Earlier research showed that patients who used these disease management tools and services only on mobile phones had a higher chance of being from a minority racial or ethnic group, to be poorer or of lower social status, and be less likely to take their medications as prescribed.
The researchers looked at over 110,000 members of the health management company Kaiser Permanente in Northern California, all of whom were taking oral medications for their diabetes. None of them were on insulin. The mean age was about 64 years, with about 54% being men.
Poor diabetes management in the form of not taking medications as prescribed or not keeping blood glucose levels within normal limits impacts the patient's future health by increasing the risk of complications and other long-term illnesses. The physician and other health team staff thus have an interest in fostering self-management behavior in patients with diabetes.
The parameter of interest was the patients' use of the Kaiser online portal from 2015 to 2017. The patient portal offers services like managing prescriptions, viewing the results of tests, messaging between patients and clinicians via a secure service, booking appointments, and providing information on general health.
The study continued for 33 months.
The researchers found that the percentage of patients who made use of the patient portal via computer or mobile phone went up dramatically, from 34% to 62%. The outcomes of patient management also improved, with the highest quantum being among patients in whom the HbA1C was the highest at baseline. That is, among these patients, shifting from no portal use to the use of the online patient portal on a computer and eventually on their mobile devices was linked to an increase in following medication advice by over five percentage points. In comparison, the mean HbA1C level dropped 0.19 percentage points. If only computer access was added, medication compliance went up by about 3.5 percentage points.
In other words, the patients who needed the most management were able to reap the most significant benefit from the online portal. The reduction in HbA1C was small but could still result in substantial improvements in future health outcomes in patients with diabetes.
Overall, patients who did not use the portal and shifted to its use via computer with later mobile access as well were more faithful in adhering to the medication by 1.67 percentage points, and their HbA1C went down by 0.13 percentage points. If only computer access was added, the medication adherence went up by 1.16 percentage points.
Even for people who were already using the portal via a computer, adding mobile access is still useful in promoting better compliance with medication regimes (up by 0.50 percentage points) and lowering blood glucose levels.

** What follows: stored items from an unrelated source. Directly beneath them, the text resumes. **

PR #3724, opened 2020-03-12
Typescript: Makes the ChainableInterface conform to Promise<T>

flovilmart:
This PR addresses a problem that is often raised in Typescript as the ChainableInterface does not conform to `Promise<T>`.

It add the missing `Symbol.toStringTag` set to `Promise(Target.name)` (so the Builder would be) `Promise(Builder)`.

I wasn't sure of the signature, for the extend, as `finally` may not be there and it doesn't seem to be polyfilled. 

Was the `Pick<K>` being defensive as `interface.js` does not clone the `Promise` prototype?

### DIFF
--- a/lib/interface.js
+++ b/lib/interface.js
@@ -93,7 +93,7 @@ module.exports = function(Target) {
   };
 
   Object.defineProperty(Target.prototype, Symbol.toStringTag, {
-    get: () => `Promise(${Target.name})`
+    get: () => 'object',
   });
 
   finallyMixin(Target.prototype);
--- a/lib/interface.js
+++ b/lib/interface.js
@@ -92,5 +92,9 @@ module.exports = function(Target) {
     return this.then().catch(onReject);
   };
 
+  Object.defineProperty(Target.prototype, Symbol.toStringTag, {
+    get: () => `Promise(${Target.name})`
+  });
+
   finallyMixin(Target.prototype);
 };
--- a/test/unit/interface.js
+++ b/test/unit/interface.js
@@ -31,7 +31,7 @@ describe('interface', function() {
 
     _interface(SomeClass);
     const fakeInstance = new SomeClass();
-    chai.expect(fakeInstance[Symbol.toStringTag]).to.eq('Promise(SomeClass)');
+    chai.expect(fakeInstance[Symbol.toStringTag]).to.eq('object');
     fakeInstance._asyncStack = ['line1', 'line2', 'line3'];
     fakeInstance.then();
   });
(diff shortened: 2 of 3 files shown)


lorefnon:
> `ChainableInterface<T = any> extends Promise<T>`

This is not desirable because if the global Promise type has been mutated then we would end up advertising that ChainableInterface has methods that it actually doesn't. 

We had discussed this before in https://github.com/knex/knex/issues/3422. 

Does adding `typeof Symbol.toStringTag` to `ExposedPromiseKeys` not solve your problem here ? If so, can you please provide an example of a problem that this PR is intended to solve ?

flovilmart:
@lorefnon this makes total sense.

Will try with your suggestion

flovilmart:
After looking, adding `typeof Symbol.toStringTag` to `ExposedPromiseKeys` does not work as `typeof Symbol.toStringTag` resolves as a `symbol` which is not what we want. I updated the PR by splitting the ChainableInterface declaration in 2 parts.

1.  the Promise<T> conformance
2. the additional methods available on ChainableInterface<T>.

This way it fixes properly the issue for me.

lorefnon:
I don't quite understand why the splitting is necessary. After automatic merging, won't it be equivalent to: 

```ts
  interface ChainableInterface<T = any> extends Pick<Promise<T>, keyof Promise<T> & ExposedPromiseKeys> {
    readonly [Symbol.toStringTag]: string;
    
    toQuery(): string;
    options(options: Readonly<{ [key: string]: any }>): this;
    connection(connection: any): this;
   ...
}
```

flovilmart:
It’s for readability. The 1st part of the declaration is everything Promise, the second part is all the specifics. Happy to put it all together if you prefer.

Would you want the extra property at the top or the bottom of the interface declaration?

lorefnon:
Oh ok. Sorry, I misunderstood the intent. 

It is understandable to keep it in its own interface but I don't think taking advantage of interface merging is the right approach because that was primarily designed to support cases like cross-library monkey-patching. 

I suggest doing something like: 

```ts
interface StringTagSupport {
    readonly [Symbol.toStringTag]: string
}

interface ChainableInterface<T = any> extends StringTagSupport, ... 
```

And then we can use that interface in other places where we add `Symbol.toStringTag` member to customize how `toString` behaves.

flovilmart:
Thanks! I updated the PR with the suggestions.

lorefnon:
Thank you. Changes look good to me.

flovilmart:
@lorefnon feel free to merge :) I can't

kibertoad:
Released in 0.20.13

flovilmart:
Thanks @kibertoad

Researcher Mary Reed says, "This is an example of how the health care system, by offering patients access to their own information and the ability to manage their health care online, can improve their health. Offering this in a mobile-friendly way can give even more patients the ability to engage with their health care. It literally puts access to these tools in the patient's own pocket wherever they go."
The study is vital in being the first ever to look at the association between using online tools and the effect on patient compliance with medication regime as well as objective health outcomes. Since the patients were their own controls, their behavior before beginning the use of the portal and afterward was compared to find the quantum of change. This makes the outcomes more reliable.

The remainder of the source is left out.